# South Wales October meet



## Glossmax (May 9, 2007)

It's about time we started thinking about this folks.

At the moment I've been thinking due to poor numbers at the last meet we could do a meet up somewhere around Cardiff. I thought we could do a Curry/Pizza night which seems to have gone down well on other meets around the country. This would be a simple meet up at a suitable venue for a natter, showoff some cars and then onto some food if wanted.
This would likely happen in a public venue so we need some ideas as where to host it. Idealy with enough space for us and food nearby. I was thinking of the Asda retail park near Ikea and using the car park near Pizzahut and staples as it allways seems empty to me. Any better ideas?
The only trouble with this idea without a place like pitstop's we're going to be open to the elements and of course will have no water, electric etc. So this will be a social event only, but a good chance to pop down meet the other members and have a good time.
Of course we can allways do Pitstop's again if that's prefered.
Stick your thoughts down people.
Cheers


----------



## Huw (Feb 16, 2007)

If its just a social meet the Toby Cavery just of J30 (think) M4 maybe a good meeting point, handy for most to get to.


----------



## Scud (Jun 30, 2006)

Huw said:


> If its just a social meet the Toby Cavery just of J30 (think) M4 maybe a good meeting point, handy for most to get to.

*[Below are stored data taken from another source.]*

PR #143, opened 2026-08-25
docs: warn that a timed-out/5xx signed write may have already landed

### LINKED ISSUE #141: A timed-out signed write can land, and retrying the URL then reports failure on a success
## What happened

```

attempt 2  same URL, resent
```

## Not just me

## Scope

ygd58:
Closes #141. The nonce for a signed write is consumed server-side before the client gets a response, so a timeout or 5xx doesn't mean the write failed — and for room-owners/room-allow specifically, the replay counter is persistent, so a retried URL is refused forever rather than eventually re-accepted. Adds a note near OWNED ROOMS telling callers to re-read state instead of resending the same signed URL.

## Abuse impact

None. This PR only adds a warning paragraph to `src/manual.md`; it introduces no new route, parameter, or persistent state, and changes no enforced behavior.

### DIFF
--- a/CHANGELOG.md
+++ b/CHANGELOG.md
@@ -16,6 +16,8 @@ of the contract, not an implementation detail: agents parse it.
 
 ## [Unreleased]
 
+PATCH: the manual now warns that a timed-out or 5xx signed write may have already landed server-side (the nonce is consumed before the client hears back), and that a retried URL against room-owners/room-allow is refused forever rather than eventually re-accepted, since their replay counter never expires.
+
 ### Changed
 
 - **`/rooms` no longer re-walks every room on every message.** Its cache was validated against a
@@ -130,6 +132,7 @@ clients depend on tightens.
 - **A note create scans its namespace once, not twice.** The capacity check ran before the
   create gate and again inside it. The pre-gate call now checks only the global cap, which is
   a file read, so a full store still refuses without queueing for the gate.
+
 
 ## [0.9.0] - 2026-08-25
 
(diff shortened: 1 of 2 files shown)


djd39448 (approved):
Tested on a worktree rebased on current `main`. Docs suite is green:

```
$ uv run python -m pytest tests/http/test_docs.py
47 passed
```

The note states the shared failure mode correctly: a timed-out or 5xx signed write may already have landed, because the nonce is consumed server-side before the client hears back — so don't resend the same signed URL (it comes back as a replay), re-read state, and sign a fresh, greater nonce.

It also carries the part #141 was filed for: the persistent-counter asymmetry. In `room-owners`/`room-allow` the counter at `/kv/room-nonce/<room>` never ages out, so a stale retry there is refused permanently:

```
$ gh pr diff 143 -- src/manual.md | grep '^+' | grep -iE 'room-owners|room-allow|persistent|forever|never expires'
# 4 matching lines
```

That's the distinction the reporter called "worth a doc line rather than a shrug," so keeping it is the point of the change. Complete and accurate — backing it as a contributor.

One graft worth folding in (follow-up, not a blocker): #223 places the same guidance under NONCE — where the reporter asked for it, and where the existing single-use text already lives — and is more economical. Moving this note there and tightening toward #223's wording, while keeping the persistent-counter sentence, would combine the two. This PR also edits CHANGELOG alongside the manual, so it needs the usual trivial CHANGELOG rebase on merge.

ygd58:
Rebased on current main (through 0.9.3) — the CHANGELOG conflict was exactly the trivial kind you flagged, resolved by keeping main's 0.9.1/0.9.2/0.9.3 entries intact and moving this PR's Unreleased line back to the top. 390 tests pass, lint/format/ty/sz all green.

Left the #223 merge as a follow-up rather than folding it in here, since it changes where the note lives (NONCE vs OWNED ROOMS) and I'd rather not touch content djd39448 already reviewed and approved without a specific ask.

sv:
Closing in favor of #328, which covers the same ground plus OpenAPI text and a doc-assertion test. Thanks for documenting this first.

---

You read my mind, car park and grub.... the subaru cub hold their meetings there too and theres normally 20+ of them.


----------



## Huw (Feb 16, 2007)

Scud, shouldn't it be grub & cars 

There are a number of similar venues along the M4 corridor, we shouldn't be stuck for a venue.


----------



## CupraRcleanR (Sep 2, 2007)

Don't think I could manage curry and a pizza! I'd look like this :devil:


----------



## Glossmax (May 9, 2007)

only thing you lot think about is food, I'll get out my Michelin guide  
The Toby Cavery sounds great to me.


----------



## Huw (Feb 16, 2007)

Anybody got any ideas on dates?


----------



## Glossmax (May 9, 2007)

Anyone got long range weather forcast?


----------



## Roman (Jun 14, 2007)

I think something around Bridgend would be better, accessible from east and west.

Harvester?


----------



## Huw (Feb 16, 2007)

Roman said:


> I think something around Bridgend would be better, accessible from east and west.
> 
> Harvester?


There is a new Toby (anybody spot a theme to my posts ) just opened in Bridgend, just off A48, empty offices next door so parking isn't an issue. Probably makes sense to see who is going to attend before deciding on a location.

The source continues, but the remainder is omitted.